Televised images and photographs affirmed the widespread devastation in
one of America's most celebrated cities.
"I don't think you can overstate how big of a disaster New Orleans is,"
said Kelly McBride, ethics group leader at the Poynter Institute, a
Florida school for professional journalists. "But you can imprecisely
state the nature of the disaster. … Then you draw attention away
from
the real story, the magnitude of the destruction, and you kind of
undermine the media's credibility."
Times-Picayune Editor Jim
Amoss cited telephone breakdowns as a primary cause of reporting
errors, but said the fact that most evacuees were poor African
Americans also played a part.
"If the dome and Convention
Center had harbored large numbers of middle class white people," Amoss
said, "it would not have been a fertile ground for this kind of
rumor-mongering."
Some of the hesitation that journalists might
have had about using the more sordid reports from the evacuation
centers probably fell away when New Orleans' top officials seemed to
confirm the accounts.
Nagin and Police Chief Eddie Compass appeared on "Oprah" a few days
after trouble at the Superdome had peaked.

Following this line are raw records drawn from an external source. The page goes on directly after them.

PR #3110, opened 2019-01-01
Bugfix/get lca matrix

alvaroabascar:
This PR adds a test for an untested case of `Span.get_lca_matrix`, and fixes a bug for that scenario, which I introduced in [this PR](https://github.com/explosion/spaCy/pull/3089) (sorry!).

## Description
The previous implementation of get_lca_matrix was failing for the case `doc[j:k].get_lca_matrix()` where `j > 0`. A test has been added for this case and the bug has been fixed.

### Types of change
Bug fix

## Checklist

### DIFF
--- a/spacy/tests/doc/test_doc_api.py
+++ b/spacy/tests/doc/test_doc_api.py
@@ -278,10 +278,30 @@ def test_doc_api_similarity_match():
     assert doc.similarity(doc2) == 0.0
 
 
-def test_lowest_common_ancestor(en_tokenizer):
-    tokens = en_tokenizer('the lazy dog slept')
-    doc = get_doc(tokens.vocab, [t.text for t in tokens], heads=[2, 1, 1, 0])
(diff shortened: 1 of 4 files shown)


alvaroabascar:
Latest commit improves greatly the speed when the `doc` is big and contains several sentences. Tested on a text with 770 tokens and 74 sentences, it works 35 times faster. The assumption used is that two tokens never share an ancestor if they belong to different sentences.

honnibal:
Nice! Definitely agree with that assumption.

honnibal:
I think this is safe to merge, right? It looks like Appveyor failed for no good reason, possibly due to the outages with Github a couple of days ago?

alvaroabascar:
Yes, it seemed to me like a lack of cloud resources to run the tests (`Cannot assign job to clouds/groups 'pro, pro-backup'. All clouds within the group are either failing, or offline, or busy.`).

Tests pass locally, so I think it's safe to merge.

PR #3118, opened 2019-01-04
Joblib site has moved.

alvations:
The joblib link on https://spacy.io/usage/processing-pipelines#multi-processing-example is broken. Changed it to the official site on https://joblib.readthedocs.io/en/latest/parallel.html


alvations:
If it's the pypi link, then it should be https://pypi.org/project/joblib/ but I think linking directly to the maintainers' site would be more helpful =)

ines:
Thanks! 👍

Issue #2894, opened 2018-11-01
cuda10 installation not working


kwhumphreys:
docs state to use `spacy[cuda10]` for installation, but code expects `cuda100` https://github.com/explosion/spaCy/blob/e2ae25d6f55676ecc0f27c2dc1f6fe0b35e729d0/setup.py#L208
however `pip install -U spacy[cuda100]` then fails with
```
Collecting cupy-cuda100>=4.0; extra == "cuda100" (from spacy[cuda100])
  Could not find a version that satisfies the requirement cupy-cuda100>=4.0; extra == "cuda100" (from spacy[cuda100]) (from versions: )
```

## Which page or section is this issue related to?

https://spacy.io/usage/#gpu

honnibal:
I expected `cupy` to support CUDA 10 quickly, so I wrote the extra version qualifier in there so we'd be ready. Unfortunately it seems like supporting the new CUDA is more difficult than I expected, so there's still no cupy support for it. So, currently you have to use CUDA 9.2. Sorry for the inconvenience.

moreymat:
@honnibal CUDA 10 wheels for cupy are now available (released on Dec. 3): https://pypi.org/project/cupy-cuda100/ .

I installed thinc with that wheel (`pip install thinc_gpu_ops thinc[cuda100]`) and compiled the develop branch for spaCy, it works fine on my laptop.
You should be able to restore CUDA 10 support for spaCy :-)

PR #3126, opened 2019-01-07
Support CUDA 10

moreymat:
## Description
This PR adds, or rather restores, support for CUDA 10 now that cupy wheels are available : https://pypi.org/project/cupy-cuda100/ .

### Types of change
Support for CUDA 10 was introduced then withdrawn because wheels were not available at the time #2894 .

## Checklist


honnibal:
Yay, thanks!

PR #3139, opened 2019-01-10
Update call to `mkdir()` to create the parents

retnuh:
- Update the call to `output_dir.mkdir()` to also create the parents if needed

## Description

Very minor enhancement to hopefully save someone else the pain of half an hour training only to have it bomb out when saving :(

### DIFF
--- a/.github/contributors/retnuh.md
+++ b/.github/contributors/retnuh.md
@@ -1,0 +1,106 @@
+# spaCy contributor agreement
+
+This spaCy Contributor Agreement (**"SCA"**) is based on the
+[Oracle Contributor Agreement](http://www.oracle.com/technetwork/oca-405177.pdf).
+The SCA applies to any contribution that you make to any product or project
+managed by us (the **"project"**), and sets out the intellectual property rights
+you grant to us in the contributed materials. The term **"us"** shall mean
+[ExplosionAI UG (haftungsbeschränkt)](https://explosion.ai/legal). The term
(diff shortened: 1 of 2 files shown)


retnuh:
Surely setting a boolean flag doesn't require a licensing agreement to be signed?

honnibal:
I don't prefer this change actually. If you typo the directory you want to output to, you can end up with things in a weird place. I think it's more reasonable to raise an error if the parent directory is not found.

All pull requests to the library do need the CLA to be signed, even for minor changes. Otherwise we end up in a situation where the rights to the code are unclear, due to an accumulation of small changes from lots of people.

retnuh:
How about checking/making the directory _before_ the training cycle?  It
sucks to spend an hour training a model, expecting the directory to be made
for you, only to have to explode at the very end.

I don't have time to read through the agreement right now, but if you're
amenable to the above idea, I'd be happy to change the PR.

H

retnuh:
the call to `mkdir()` will raise the following:

```
FileNotFoundError: [Errno 2] No such file or directory: '/tmp/foo/bar/bazz/spoo/asdf'
```

I can wrap that with a value error if you like, which would look something like this:

```
ValueError: Can't create output directory /tmp/foo/bar/bazz/spoo/asdf: [Errno 2] No such file or directory: '/tmp/foo/bar/bazz/spoo/asdf'
```

honnibal:
Thanks! Looks good.

PR #3155, opened 2019-01-13
Allow vectors to be optional in init-model, more robust string counting

DeNeutoy:
## Description
- Vectors are optional (as per the docs) but `init-model` crashes if they are not present
- Added a more graceful fallback to strings which are e.g a part of the Python grammar, making "ast.literal_eval(x)" break due to interpretation as code rather than strings.

### Types of change
Bugfix

## Checklist


DeNeutoy:
@ines This is ready for review/merging now, thanks!

honnibal:
Thanks!

PR #3173, opened 2019-01-20
💫 Update matcher engine for regex and extensions

### LINKED ISSUE #1971: 💫 Better, faster and more customisable matcher

honnibal:
Add support for matching over arbitrary Python predicate functions, and
arbitrary Python attribute getters. This will allow matching over regex
patterns, and allow supporting extension attributes.

The results of the Python predicate functions are cached, so that we don't
call the same predicate function twice for the same token. The extension
attributes are fetched into an array for each token in the doc. This
should minimise the performance impact of the new features.

This patch tips the `matcher.pyx` file over the 1000 line mark :(. We should make
it a subpackage. We also need better pattern validation and errors.

Closes #1971

## Checklist

### DIFF
--- a/spacy/matcher.pyx
+++ b/spacy/matcher.pyx
@@ -2,7 +2,7 @@
 # cython: profile=True
 from __future__ import unicode_literals
 import re
-import json
+import srsly
 from libcpp.vector cimport vector
 from libc.stdint cimport int32_t, uint64_t, uint16_t
 from preshed.maps cimport PreshMap
@@ -579,7 +579,7 @@ def _get_extra_predicates(spec, extra_predicates, seen_predicates):
         if isinstance(value, dict):
             for type_, cls in predicate_types.items():
                 if type_ in value:
-                    key = (attr, type_, json.dumps(value[type_], sort_keys=True))
+                    key = (attr, type_, srsly.json_dumps(value[type_], sort_keys=True))
                     # Don't create a redundant predicates.
                     # This helps with efficiency, as we're caching the results.
                     if key in seen_predicates:
@@ -599,7 +599,7 @@ def _get_extension_extra_predicates(spec, extra_predicates, predicate_types,
         if isinstance(value, dict):
             for type_, cls in predicate_types.items():
                 if type_ in value:
-                    key = (attr, type_, json.dumps(value[type_], sort_keys=True))
+                    key = (attr, type_, srsly.json_dumps(value[type_], sort_keys=True))
                     if key in seen_predicates:
                         output.append(seen_predicates[key])
                     else:


honnibal:
@ines Everything should be working here, but the code's pretty rushed. In particular, I'm not doing anything to verify that the patterns are reasonable, so we'll get things dying in random places. All of the following are invalid for various reasons:

* `{"LENGTH": {"REGEX": "[4-9]"}}` --  Regex requires string valued attribute, length is int valued.
* `{"ORTH": {">=": "apple"}}` -- Comparators require int or float valued attribute, not string.
* `{"_": {"elmo_vector": {"IN": [0.0]}}}` -- `IN` requires either string or integer, extension attributes might return arbitrary types.
* I'm not really verifying that the predicates are valid (currently supported ones are `REGEX`, `IN, `NOT_IN`, comparators). If they pass something arbitrary there, the error might be confusing.
* I'm not checking that we don't get something like `{"ORTH": {"hello": "bye"}}`. I guess this wasn't really checked before.

I think we might consider separating the validation logic from the pattern parser? This might make it easier to write errors.

ines:
> We should make it a subpackage. 

Yeah, then we could have `matcher/matcher.pyx`, `matcher/phrasematcher.pyx` and `matcher/entityruler.pyx`.

> We also need better pattern validation and errors.

Since we're already depending on `jsonschema` in `v2.x`, we could now validate this using a schema? If a pattern is added, it's validated by default (and the behaviour could be turned off by setting `validate=False` on intialization of the matcher, just in case.)

Here's a quick schema suggestion that should roughly describe the constraints (untested):

```json
{
  "$schema": "http://json-schema.org/draft-06/schema",
  "definitions": {
    "string_value": {
      "anyOf": [
        { 
          "type": "string" 
        },
        {
          "type": "object",
          "properties": {
            "REGEX": {
              "type": "string"
            },
            "IN": {
              "type": "array",
              "items": {
                "type": "string"
              }
            },
            "NOT_IN": {
              "type": "array",
              "items": {
                "type": "string"
              }
            }
          },
          "additionalProperties": false
        }
      ]
    },
    "integer_value": {
      "anyOf": [
        {
          "type": "integer",
        },
        {
          "type": "object",
          "properties": {
            "REGEX": {
              "type": "string"
            },
            "IN": {
              "type": "array",
              "items": {
                "type": "integer"
              }
            },
            "NOT_IN": {
              "type": "array",
              "items": {
                "type": "integer"
              }
            },
            "==": {
              "type": "integer"
            },
            ">=": {
              "type": "integer"
            },
            "<=": {
              "type": "integer"
            },
            ">": {
              "type": "integer"
            },
            "<": {
              "type": "integer"
            }
          },
          "additionalProperties": false
        }
      ]
    },
    "boolean_value": {
      "type": "boolean"
    },
    "underscore_value": {
      "anyOf": [
        {"type": ["string", "integer", "number", "array", "boolean", "null"]},
        {
          "type": "object",
          "properties": {
            "REGEX": {
              "type": "string"
            },
            "IN": {
              "type": ["string", "integer"]
            },
            "NOT_IN": {
              "type": ["string", "integer"]
            },
            "==": {
              "type": "integer"
            },
            ">=": {
              "type": "integer"
            },
            "<=": {
              "type": "integer"
            },
            ">": {
              "type": "integer"
            },
            "<": {
              "type": "integer"
            }
          },
          "additionalProperties": false
        }
      ]
    }
  },
  "type": "array",
  "items": {
    "type": "object",
    "properties": {
      "ORTH": {
        "title": "Verbatim token text",
        "$ref": "#/definitions/string_value"
      },
      "TEXT": {
        "title": "Verbatim token text (spaCy v2.1+)",
        "$ref": "#/definitions/string_value"
      },
      "LOWER": {
        "title": "Lowercase form of token text",
        "$ref": "#/definitions/string_value"
      },
      "POS": {
        "title": "Coarse-grained part-of-speech tag",
        "$ref": "#/definitions/string_value"
      },
      "TAG": {
        "title": "Fine-grained part-of-speech tag",
        "$ref": "#/definitions/string_value"
      },
      "DEP": {
        "title": "Dependency label",
        "$ref": "#/definitions/string_value"
      },
      "LEMMA": {
        "title": "Lemma (base form)",
        "$ref": "#/definitions/string_value"
      },
      "SHAPE": {
        "title": "Abstract token shape",
        "$ref": "#/definitions/string_value"
      },
      "ENT_TYPE": {
        "title": "Entity label of single token",
        "$ref": "#/definitions/string_value"
      },
      "LENGTH": {
        "title": "Token character length",
        "$ref": "#/definitions/integer_value"
      },
      "IS_ALPHA": {
        "title": "Token consists of alphanumeric characters",
        "$ref": "#/definitions/boolean_value"
      },
      "IS_ASCII": {
        "title": "Token consists of ASCII characters",
        "$ref": "#/definitions/boolean_value"
      },
      "IS_DIGIT": {
        "title": "Token consists of digits",
        "$ref": "#/definitions/boolean_value"
      },
      "IS_LOWER": {
        "title": "Token is lowercase",
        "$ref": "#/definitions/boolean_value"
      },
      "IS_UPPER": {
        "title": "Token is uppercase",
        "$ref": "#/definitions/boolean_value"
      },
      "IS_TITLE": {
        "title": "Token  is titlecase",
        "$ref": "#/definitions/boolean_value"
      },
      "IS_PUNCT": {
        "title": "Token is punctuation",
        "$ref": "#/definitions/boolean_value"
      },
      "IS_SPACE": {
        "title": "Token is whitespace",
        "$ref": "#/definitions/boolean_value"
      },
      "IS_STOP": {
        "title": "Token is stop word",
        "$ref": "#/definitions/boolean_value"
      },
      "LIKE_NUM": {
        "title": "Token resembles a number",
        "$ref": "#/definitions/boolean_value"
      },
      "LIKE_URL": {
        "title": "Token resembles a URL",
        "$ref": "#/definitions/boolean_value"
      },
      "LIKE_EMAIL": {
        "title": "Token resembles an email address",
        "$ref": "#/definitions/boolean_value"
      },
      "_": {
        "title": "Custom extension token attributes (token._.)",
        "type": "object",
        "properties": {
          "*": {
            "$ref": "#/definitions/underscore_value"
          }
        }
        
      }
    },
    "additionalProperties": false
  }
}
```

honnibal:
@ines +1, looks good!

Do we want to merge this and reserve the reorg and schema validation for a subsequent PR? That'll let us get this out to the nightly.

Since we squash commits, I also want to avoid making the reorg in the same PR as these logic changes, since we won't be able to see the diff for this patch once we do the reorg.

PR #3180, opened 2019-01-21
Fix french lemmatization

foufaster:
This branch fixes an error in the handling of some words in French like "je" and "me".
The error is caused by an expected return type by FrenchLemmartizer. This callable class is supposed to return a list of strings but sometimes returns a list of a tuple containing one string.


honnibal:
Thanks!

PR #3185, opened 2019-01-22
Improving the French lookup dictionnary for ambiguous words

amperinet:
## Description

With the new French lemmatizer, even using the rules the lemmatizer looks into the lookup dictionnary as a last resort. Thus, the quality of the lookup dictionnary is important.
In the current dictionnary, there are many ambiguous words, words that can have different lemmas according to the context/how they are used.  I analysed those cases and made different corrections explained below.

Ambiguous words ; a word form that can have multiple lemmas ; 
- different lemmas and different POS: 
    "plus" => plaire_VERB (_appeal_) and plus_ADV (_more_)
    "mentons" => mentir_VERB (_lie_) and menton_NOUN (_chin_)
- different lemmas for a same POS: 
  "cours_NOUN"  has 2 lemmas => "cour" (_schoolyard_/_courtyard_) or "cours" (_lesson_/_class_)
  "suis_VERB" has 2 lemmas => "suivre" (_follow_) and "être" (_be_)
  "mises_VERB" has 2 lemmas => "miser" (_bet_/_invest_) and "mettre" (_put_/_place_)

In the lookup dictionnary we don't have the POS information, but only a pair "word form/lemma". In case of multiple lemmas for a word form, I checked in all the data available in spacy_fr and chose the "less problematic lemma" when possible, or I completely removed the entry if it is too ambiguous and impossible to choose for only one lemma (in that case, I think it is better to stay with the string, keeping the ambiguity). 

The choices I made to improve the dictionnary in case of multiple lemmas for a word form:
- if the word form has one lemma with a similar spelling (word form = lemma ; ex: "plus / plus_ADV") ; I kept this spelling. That would be a similar option to removing the entry from the dictionnary, and lemmatising keeping the string. 
- if no similar spelling is found within the lemmas; 
     - when there is no big or little meaning shift between the different lemmas (lemmas bear the same general meaning), I kept the most frequent lemma for that word form. Mainly, some words ending with "s" in French can be both nouns and verbs ;  usually, they more frequently correspond to the plural form of the noun (ex: ancres > ancre_NOUN or ancrer_VERB (_anchor_ verb and noun)). 
    - when there is a big meaning shift, too many different lemmas when or the different lemmas are used with similar frequency in French, I removed this entry (ex: marines => mariner_VERB (_marinate_), marin_ADJ (_marine_), marine_NOUN (_navy_)). 

### Types of change

An enhancement made to the lookup dictionnary:
- 276 entries removed
- 5427 entries modified (change of the lemma)

An enhancement to nouns/verbs/adjectives word lists: I added vocabulary that was in the lookup dictionnary but not in the vocabulary files. 

## Checklist


ines:
Thanks for all your work on French, much appreciated! 👍

amperinet:
Hi Ines and Matthew,
Is it possible to do a new relesase with all the last modifications in French so that we can use it in our pipeline ? 

Thanks a lot! 
Amandine

PR #3186, opened 2019-01-22
Fixed tag map for Swedish Talbanken

boena:
## Description
Added tag map to map for UD Swedish Talbanken.

### Types of change
Enhancement to Swedish Language

## Checklist


boena:
I have one question though, we were experimenting a little with the morph abilities but since the tags are quite narrow we wen't with this approach. Is it however possible to add the morph section in the mapping? 

Something like this for example:
`'DT|MAS|SIN|DEF': { "morph": "Definite=Def|Gender=Masc|Number=Sing", POS: DET }` 

@ines @honnibal

PR #3200, opened 2019-01-27
Added functionality to recognise Dutch numerals

PolyglotOpenstreetmap:
## Description

I'm new to this, so I was struggling a bit, but now all the tests pass. I also refactored it a bit, to make it as efficient as possible.

### Types of change
enhancement of recognition of Dutch numerals, which can be written as single compounded words like negenhonderdnegenennegentigduizend(ste) (999000). I'm not sure how to go about grouping them if they need to be separated by a space, like achthonderdduizend achthonderdachtentachtig (800888) or drie zevende (3/7). driekwart is included, as it can be written as a single word or as "drie kwart" as well.

een kwart (1/4), een half, één tweede (1/2), drie achtste (3/8) always need to be written separated.

I'm still trying to figure out if this file is the right place to add this in the pipeline. The code can differ between ordinal and cardinal numbers, but this information is lost now. It also returns the actual value the numeral represents.

## Checklist


spacy/lang/nl/lex_attrs.py
```diff
@@ -3,38 +3,198 @@
...
+DUIZEND = "duizend"
 
-_ordinal_words = set("""
-eerste tweede derde vierde vijfde zesde zevende achtste negende tiende elfde
-twaalfde dertiende veertiende twintigste dertigste veertigste vijftigste
-zestigste zeventigste tachtigste negentigste honderdste duizendste miljoenste
-miljardste biljoenste biljardste triljoenste triljardste
-""".split())
+wrong_ordinals_re = regex.compile(r"""(?x)
+.*(?P<wrong>nulste|eende|tweeste|driede|vierste|vijfste|zeste|zesste|achtde|tienste|honderdde|duizendde)
```
svlandeg: In my dialect, we may actually say "tienste" instead of "tiende". Also found a vague reference here: https://www.encyclo.nl/begrip/tienste 
So maybe excplicitely including it as wrong is not necessary?

spacy/lang/nl/lex_attrs.py
```diff
@@ -3,38 +3,198 @@
...
+$""")
+
+hundreds_units_and_tens_thousand_re = regex.compile(r"""(?x)
+      (
+        (?P<hundreds>twee|drie|vier|vijf|zes|zeven|acht|negen)honderd
+        |
+        (?P<hundred>honderd)
```
svlandeg: I would put `(twee|...|negen)?honderd` and drop the `|(...honderd)` at the end

spacy/lang/nl/lex_attrs.py
```diff
@@ -3,38 +3,198 @@
...
+      )*
+      (
+        (?:
+          (?P<units>eene|tweeë|drieë|viere|vijfe|zese|zevene|achte|negene)
+          n
+        )*
```
svlandeg: Why does the `eene|...|negene` alternation end with a `*` instead of a `?`
You don't want to repeat "eenen", right?
Also, I think it's actually more readable to add the n to each option.

spacy/lang/nl/lex_attrs.py
PolyglotOpenstreetmap: They are verbose regular expressions, spaces are ignored, unless added as explicit r"\s"

What about eenste and drieste? :-) And I removed zevenste and negenste because they are valid in my own dialect, but I'm not convinced that was the right thing to do. Once decided whether to accept them or not, I should definitely add them to the test cases.

I noticed that in another pull request there was a move away from regex to re. Is it better to use re when possible? It shouldn't pose a problem for Dutch.

spacy/lang/nl/lex_attrs.py
PolyglotOpenstreetmap: You are right, I'll implement your suggestions. I know a bit about regular expressions, but there is obviously always more to learn.

spacy/lang/nl/lex_attrs.py
PolyglotOpenstreetmap: I did it the good old fashioned Belgian way: a compromise. I added a parameter. Those who want to adhere strictly to Dutch AN spelling, can set strict_AN_spelling to True.
I removed some of the edge cases from the unit tests.
Thanks for your review, it's really appreciated!

PolyglotOpenstreetmap:
Hi @ines,

I think it's done now. I'd like to figure out how to go about processing several of these like_num tokens when they appear consecutively in a phrase to determine the value they stand for, like for example:

één miljard driehonderdduizend miljoen vijfhonderddrieëntachtigduizend hondervierentwintig en een half.

1 300 583 124.5

PolyglotOpenstreetmap:
Please let me know if there is something I need to do for this pull request to be accepted. In the meantime, I created one for German and I'm working on one for French. I didn't submit the German one, because:

1. I can't figure out how to make the tests pass. (When I create independent tests locally, they do pass)
2. I don't know how to isolate it from this pull request.

ines:
@PolyglotOpenstreetmap Thanks for your work on this and sorry for only getting back to you now! I had to think about this, because we currently don't have a good plan for integrating something like this, and it's quite a bit of specific code that's still experimental in places.

But I have an idea: How about you develop this as a spaCy plugin? This would let you publish it as a separate package people could install alongside spaCy, and you could set various custom attributes on tokens, like `token._.converted_num`. You can put it on PyPi and start publishing alpha and beta releases straight away, we can add it to the [spaCy universe](https://spacy.io/usage/processing-pipelines#section-custom-components-attributes) and people can start playing with it. Plus, it's your package and you'll get the proper credit for it! Once it's stable and working well, we can still talk about integrating it into the core library 😃 Here are more details on extension attributes: https://spacy.io/usage/processing-pipelines#section-custom-components-attributes

I think this would actually be a super cool example of a plugin and pretty straightforward to do. A nice thing about spaCy's `Token` objects is that they expose a `lang` and `lang_` attribute with the language code of the `nlp` object used to process the doc. So you could have one token extension getter that handles all languages supported by the plugin:

```python
def get_converted_num(token):
    if token.lang_ == "nl":
        return compute_dutch_number(token.text)
    elif token.lang_ == "de":
        return compute_german_number(token.text)
    # and so on...

from spacy.tokens import Token
Token.set_extension('converted_num', getter=get_converted_num)
```

This makes tokens expose a `._.converted_num` attribute which could be used like this:

```python
doc = nlp("bla bla 999000")
doc[2]._.converted_num  # negenhonderdnegenennegentigduizend
```

For even more flexibility, you could also add an attribute like this on `Span` objects for multi-token numbers like "één tweede". These are all really nice features that are way beyond the scope of spaCy's token-based `LIKE_NUM` getter. So I really think this would make much more sense as a plugin!

PolyglotOpenstreetmap:
I'm working on this. I'll let you know when/if I get stuck. I'll probably need a hand with it, but right now I have to focus on getting some other stuff done.

ines:
@PolyglotOpenstreetmap Sure, take your time! I'll close this issue in the meantime, just so it's clear that it's not pending in the current state and will be implemented as a plugin instead. If you have any questions about the plugin or want to share it for review, feel free to open a new issue 🙂

PR #3217, opened 2019-01-31
Allow util.minibatch to accept float values for size

theudas:
## Description
I was training a text-classifaction in Spacy this week, when I got an error for passing a float to the minibatch size.
It took me a while to figure out where I made my mistake and want to prevent others to run into the same issue.

Example:

```
batch_sizes = compounding(1, 64, 1.01)

for epoch in range(50):
    batches = minibatch(train_data, size=next(batch_sizes))
    for batch in batches:
        ...
```

### Types of change
enhancement

## Checklist


honnibal:
The change seems reasonable but I'm not sure your code actually does what you want. Are you sure you don't want ` batches = minibatch(train_data, size=batch_sizes)`?

theudas:
I want to increase the batchsize with each epoch, what you are doing is increasing the batch size with each step during each epoch and starting by the start value again in the next epoch. To be honest I don't know what performs better.

honnibal:
@theudas I think it makes most sense to increase the batch size throughout training, so call `compounding` once and then continue drawing from the same generator.

The reason to start at a small batch size is the imitation learning. We follow the analysis predicted by the parser during training, and we don't want to spend too long exploring the bad parses produced when we haven't made many updates. So, we want to update quickly at the start, and then settle into a larger batch size once some learning has been done.

honnibal:
Okay, I think I'll close this PR, because it might cause indicate a deeper problem if the user is passing a float for the batch size.

PR #4911, opened 2020-01-15
Improve train CLI with base model

### LINKED ISSUE #4342: Simplify adding new component to existing model with CLI
## Feature description

It looks like these kinds of cases aren't easy to handle with the train CLI:

1. I want to train a model from scratch given vectors, one corpus for the tagger, and one corpus for the parser. (See example in #4306.)

2. I have a model with a tagger and want to add a parser trained on a separate corpus.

Compass told of "the little babies getting raped" at the Superdome. And
Nagin made his claim about hooligans raping and killing.
State
officials this week said their counts of the dead at the city's two
largest evacuation points fell far short of early rumors and news
reports. Ten bodies were recovered from the Superdome and four from the
Convention Center, said Bob Johannessen, spokesman for the Louisiana
Department of Health and Hospitals.
(National Guard officials
put the body count at the Superdome at six, saying the other four
bodies came from the area around the stadium.)
Of the 841
recorded hurricane-related deaths in Louisiana, four are identified as
gunshot victims, Johannessen said. One victim was found in the
Superdome but was believed to have been brought there, and one was
found at the Convention Center, he added.
Relief workers said
that while the media hyped criminal activity, plenty of real suffering
did occur at the Katrina relief centers.
"The hurricane had
just passed, you had massive trauma to the city," said Lt. Col. Pete
Schneider of the Louisiana National Guard.
"No air
conditioning, no sewage … it was not a nice place to be. All
those
people just in there, they were frustrated, they were hot. Out of all
that chaos, all of these rumors start flying."
Louisiana
National Guard Col. Thomas Beron, who headed security at the Superdome,
said that for every complaint, "49 other people said, 'Thank you, God
bless you.' "
The media inaccuracies had consequences in the disaster zone.
Bush, of the National Guard, said that reports of corpses at the
Superdome filtered back to the facility via AM radio, undermining his
struggle to keep morale up and maintain order.
"We had to
convince people this was still the best place to be," Bush said. "What
I saw in the Superdome was just tremendous amounts of people helping
people."
But, Bush said, those stories received scant attention in newspapers or
on television.
Times staff writer Scott Gold contributed to this report.